### AIM OF THE EXERCISE
Copy out exactly the lines from the one containing "Totally, these changes" to the end of the records below, both included, and nothing else.

Segment Start: RECORDS FOR THIS TASK

PR #7936, opened 2022-02-23
Add StartupObject property experience for VB

melytc:
The `StartupObject` property has a different behavior compared to the C# experience. 
- This setting doesn't get serialized exclusively to the project file; in certain scenarios, it also needs to be serialized into the myapp file.

**Scenarios**
- If the `ApplicationForm` is disabled, this settings gets serialized into the project file.

We have been showing a correct set of values in the dropdown. The expected startup objects should be:
For C#, this is being done by calling FindEntryPoints (see  https://github.com/dotnet/roslyn/issues/59696).

###### Microsoft Reviewers: [Open in CodeFlow](https://portal.fabricbot.ms/api/codeflow?pullrequest=https://github.com/dotnet/project-system/pull/7936)

### DIFF
--- a/src/Microsoft.VisualStudio.ProjectSystem.Managed.VS/ProjectSystem/VS/Properties/StartupObjectsEnumProvider.cs
+++ b/src/Microsoft.VisualStudio.ProjectSystem.Managed.VS/ProjectSystem/VS/Properties/StartupObjectsEnumProvider.cs
@@ -42,7 +42,15 @@ namespace Microsoft.VisualStudio.ProjectSystem.Properties
                 && bool.TryParse(pair.Value, out bool optionValue)
                 && optionValue) ?? false;
 
-            return Task.FromResult<IDynamicEnumValuesGenerator>(new StartupObjectsEnumGenerator(_workspace, _unconfiguredProject, includeEmptyValue));
+            bool searchForEntryPointsInFormsOnly = false;
+
+            if (_unconfiguredProject.Capabilities.Contains(ProjectCapability.VisualBasic))
+            {
+                searchForEntryPointsInFormsOnly = true;
+                includeEmptyValue = false;
+            }
+
+            return Task.FromResult<IDynamicEnumValuesGenerator>(new StartupObjectsEnumGenerator(_workspace, _unconfiguredProject, includeEmptyValue, searchForEntryPointsInFormsOnly));
         }
     }
 
@@ -52,18 +60,16 @@ namespace Microsoft.VisualStudio.ProjectSystem.Properties
         private readonly Workspace _workspace;
         private readonly UnconfiguredProject _unconfiguredProject;
         private readonly bool _includeEmptyValue;
-
-        /// <summary>
-        /// When we implement WinForms support, we need to set this for VB WinForms projects
-        /// </summary>
-        private static bool SearchForEntryPointsInFormsOnly => false;
+        private readonly bool _searchForEntryPointsInFormsOnly;
 
         [ImportingConstructor]
-        public StartupObjectsEnumGenerator(Workspace workspace, UnconfiguredProject project, bool includeEmptyValue)
+        public StartupObjectsEnumGenerator(Workspace workspace, UnconfiguredProject project, bool includeEmptyValue, bool searchForEntryPointsInFormsOnly)
         {
             _workspace = workspace;
             _unconfiguredProject = project;
             _includeEmptyValue = includeEmptyValue;
+            _searchForEntryPointsInFormsOnly = searchForEntryPointsInFormsOnly;
+
         }
 
         public async Task<ICollection<IEnumValue>> GetListedValuesAsync()
@@ -84,7 +90,7 @@ namespace Microsoft.VisualStudio.ProjectSystem.Properties
             }
 
             IEntryPointFinderService? entryPointFinderService = project.LanguageServices.GetService<IEntryPointFinderService>();
-            IEnumerable<INamedTypeSymbol>? entryPoints = entryPointFinderService?.FindEntryPoints(compilation?.GlobalNamespace, SearchForEntryPointsInFormsOnly);
+            IEnumerable<INamedTypeSymbol>? entryPoints = entryPointFinderService?.FindEntryPoints(compilation?.GlobalNamespace, _searchForEntryPointsInFormsOnly);
             if (entryPoints is not null)
             {
                 enumValues.AddRange(entryPoints.Select(ep =>


src/Microsoft.VisualStudio.ProjectSystem.Managed.VS/ProjectSystem/VS/Properties/StartupObjectsEnumProvider.cs
```diff
@@ -42,7 +42,15 @@ public Task<IDynamicEnumValuesGenerator> GetProviderAsync(IList<NameValuePair>?
                 && bool.TryParse(pair.Value, out bool optionValue)
                 && optionValue) ?? false;
 
-            return Task.FromResult<IDynamicEnumValuesGenerator>(new StartupObjectsEnumGenerator(_workspace, _unconfiguredProject, includeEmptyValue));
+            bool searchForEntryPointsInFormsOnly = false;
+
+            if (_unconfiguredProject.Capabilities.Contains(ProjectCapability.VisualBasic))
+            {
+                searchForEntryPointsInFormsOnly = true;
+                includeEmptyValue = false;
```
drewnoakes, line 50: Super minor: this `if` branch overwrites any value set above, so it is possible to move that work into an `else` branch here and not do that work for VB projects.

Also, why does this vary by language? It'd be nice to call that out in a comment, as the rationale for the behaviour here isn't self-evident.

src/Microsoft.VisualStudio.ProjectSystem.Managed.VS/ProjectSystem/VS/Properties/StartupObjectsEnumProvider.cs
```diff
@@ -52,18 +60,16 @@ internal class StartupObjectsEnumGenerator : IDynamicEnumValuesGenerator
...
 
         [ImportingConstructor]
-        public StartupObjectsEnumGenerator(Workspace workspace, UnconfiguredProject project, bool includeEmptyValue)
+        public StartupObjectsEnumGenerator(Workspace workspace, UnconfiguredProject project, bool includeEmptyValue, bool searchForEntryPointsInFormsOnly)
         {
             _workspace = workspace;
             _unconfiguredProject = project;
             _includeEmptyValue = includeEmptyValue;
+            _searchForEntryPointsInFormsOnly = searchForEntryPointsInFormsOnly;
+
```
drewnoakes, line 72: nit: blank line

```suggestion
```

drewnoakes (approved):
LGTM

src/Microsoft.VisualStudio.ProjectSystem.Managed.VS/ProjectSystem/VS/Properties/StartupObjectsEnumProvider.cs
```diff
@@ -84,7 +90,7 @@ public async Task<ICollection<IEnumValue>> GetListedValuesAsync()
             }
 
             IEntryPointFinderService? entryPointFinderService = project.LanguageServices.GetService<IEntryPointFinderService>();
-            IEnumerable<INamedTypeSymbol>? entryPoints = entryPointFinderService?.FindEntryPoints(compilation?.GlobalNamespace, SearchForEntryPointsInFormsOnly);
+            IEnumerable<INamedTypeSymbol>? entryPoints = entryPointFinderService?.FindEntryPoints(compilation?.GlobalNamespace, _searchForEntryPointsInFormsOnly);
```
tmeschter, line 93: Do the old property pages use the `IEntryPointFinderService`? If so, do they ever pass "true" for the second parameter?

If not, I suggest some manual testing to make sure everything is working as expected when `_searchForEntryPointsInFormsOnly` is "true".

src/Microsoft.VisualStudio.ProjectSystem.Managed.VS/ProjectSystem/VS/Properties/StartupObjectsEnumProvider.cs
tmeschter: If we're going to check project capabilities and set these values in code, a more idiomatic approach would be to split this type in two: one implementation for C# (with `[AppliesTo(ProjectCapability.CSharp)]`) and one for VB (with `[AppliesTo(ProjectCapability.VisualBasic)]`). They would both be tagged with `[ExportDynamicEnumValuesProvider("StartupObjectsEnumProvider")]`.

I think an even better alternative, though, is to let this be set by an option in the `Rule`, like how we handle `includeEmptyValue`. This gives us more control over the behavior--we can have some default options in the base ApplicationPropertyPage.xaml and then extend/override those through project-type-specific .xaml files.

For example, the behavior with this PR will be to only ever show WinForms entry points in VB projects--even for VB console and WPF apps. We could instead have a "VB WinForms"-specific Application property page that extends the default one and changes the search behavior for only those.

src/Microsoft.VisualStudio.ProjectSystem.Managed.VS/ProjectSystem/VS/Properties/StartupObjectsEnumProvider.cs
melytc: I was testing this yesterday, and we used a different method: Interop.IVBEntryPointProvider in [ApplicationPropPageVBWinForms.vb](https://github.com/dotnet/project-system/blob/9b25af877a11bb4011f38b21c067e2e0475c79c4/src/Microsoft.VisualStudio.Editors/PropPages/ApplicationPropPageVBWinForms.vb#L708). Since we already use the `IEntryPointFinderService` for the new properties pages (at least C# with that flag turned off), I tested what happened when I called it with a true flag; I found out that it does have a bug: https://github.com/dotnet/roslyn/issues/59696.

src/Microsoft.VisualStudio.ProjectSystem.Managed.VS/ProjectSystem/VS/Properties/StartupObjectsEnumProvider.cs
melytc: > If we're going to check project capabilities and set these values in code, a more idiomatic approach would be to split this type in two: one implementation for C# (with [AppliesTo(ProjectCapability.CSharp)]) and one for VB (with [AppliesTo(ProjectCapability.VisualBasic)]). They would both be tagged with [ExportDynamicEnumValuesProvider("StartupObjectsEnumProvider")].

Totally, these changes were intended to quickly test the EntryPointFinderService 😃

melytc: > I think an even better alternative, though, is to let this be set by an option in the Rule, like how we handle includeEmptyValue. This gives us more control over the behavior--we can have some default options in the base ApplicationPropertyPage.xaml and then extend/override those through project-type-specific .xaml files.

That's a good point I haven't considered.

Segment End: RECORDS FOR THIS TASK

### TASK RESULT
Totally, these changes were intended to quickly test the EntryPointFinderService 😃

melytc: > I think an even better alternative, though, is to let this be set by an option in the Rule, like how we handle includeEmptyValue. This gives us more control over the behavior--we can have some default options in the base ApplicationPropertyPage.xaml and then extend/override those through project-type-specific .xaml files.

That's a good point I haven't considered.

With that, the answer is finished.